Types of Plants that Wild Birds Need
Seven types of plants are important for bird habitat:
Conifers are evergreen trees and shrubs that include pines, spruces, firs, arborvitae, junipers, cedars, and yews. These plants are important as escape cover, winter shelter, and summer nesting sites. Some also provide sap, buds, and seeds.
Grasses and Legumes
Grasses and legumes can provide cover for ground nesting birds -- especially if the area is not mowed during the nesting season. Some grasses and legumes provide seeds as well. Native prairie grasses are becoming increasingly popular for landscaping purposes.
Nectar-producing plants are very popular for attracting hummingbirds and orioles. Flowers with tubular red corollas are especially attractive to hummingbirds. Other trees, shrubs, vines and flowers can also provide nectar for hummingbirds.
This category includes plants that produce fruits or berries from May through August. Among birds that can be attracted in the summer are brown thrashers, catbirds, robins, thrushes, waxwings, woodpeckers, orioles, cardinals, towhees, and grosbeaks. Examples of summer-fruiting plants are various species of cherry, chokecherry, honeysuckle, raspberry, serviceberry, blackberry, blueberry, grape, mulberry, plum, and elderberry.
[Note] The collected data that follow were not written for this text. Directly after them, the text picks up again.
Issue #3929, opened 2020-09-11
Layout should be responsive in all cases whether its rely on user agent or not.


devansh-webkul:
# Bug Report
As I have noticed for the mobile agent site is responsive but this should also work for web agent also.

If we start shrinking the browser screen then layout is not responsive.

# Steps To Reproduce
Just decrease the width of the browser.

# Actual Result
![Screenshot from 2020-09-11 17-30-03](https://user-images.githubusercontent.com/68321766/92923301-de2ad280-f454-11ea-9c1f-d2ed4b7f9241.png)

# Expected Result
It should be responsive.

samer94s:
Yes that's right
I have the same issue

This landscape component includes shrubs and vines whose fruits are ripe in the fall. These foods are important both for migratory birds which build up fat reserves prior to migration and as a food source for non-migratory species that need to enter the winter season in good physical condition. Fall-fruiting plants include dogwoods, mountain ash, winterberries, cottoneasters, and buffaloberries.
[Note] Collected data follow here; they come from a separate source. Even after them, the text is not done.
PR #4104, opened 2020-10-17
Updated db columns that have to do with prices to 9 digits before dec…

### LINKED ISSUE #3984: Cart has limit of maximum of 100 million. This   is the max amount it displays when cart amount greater than 100                                                  millions.
You can reproduce this issue by creating two products with total price of more than 100 millions of the selected currency.

screenshot-bagisto uvdesk com-2020 09 30-14_10_19

Boorinio:
…imal point resolves #3984.


rahulcs0082:
Hi @Boorinio 

You are doing all these changes in the existing table so what it will work on the existing database as migration has been already run.

Boorinio:
> Hi @Boorinio
> 
> You are doing all these changes in the existing migration so how it will work on the existing database as migration has been already run.

The existing migrations in this commit are affecting only new installations of bagisto. If we need a fix for existing installations there needs to be a new migration  in a separate pull request in my opinion

devansh-webkul:
@Boorinio,

We have updated the issue and you have done changes in the existing migration as well. Please always create new migration for db changes.

Updated Issue: https://github.com/bagisto/bagisto/issues/3984#issuecomment-748025631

Winter-fruiting plants are those whose fruits remain attached to the plants long after they first become ripe in the fall. Many are not palatable until they have frozen and thawed numerous times. Examples are glossy black chokecherry, Siberian and "red splendor" crabapple, snowberry, bittersweet, sumacs, American highbush cranberry, eastern and European wahoo, Virginia creeper, and Chinaberry.
Nut and Acorn Plants
These include oaks, hickories, buckeyes, chestnuts, butternuts, walnuts, and hazels. The meats of broken nuts and acorns are eaten by a variety of birds. These plants also provide good nesting habitat.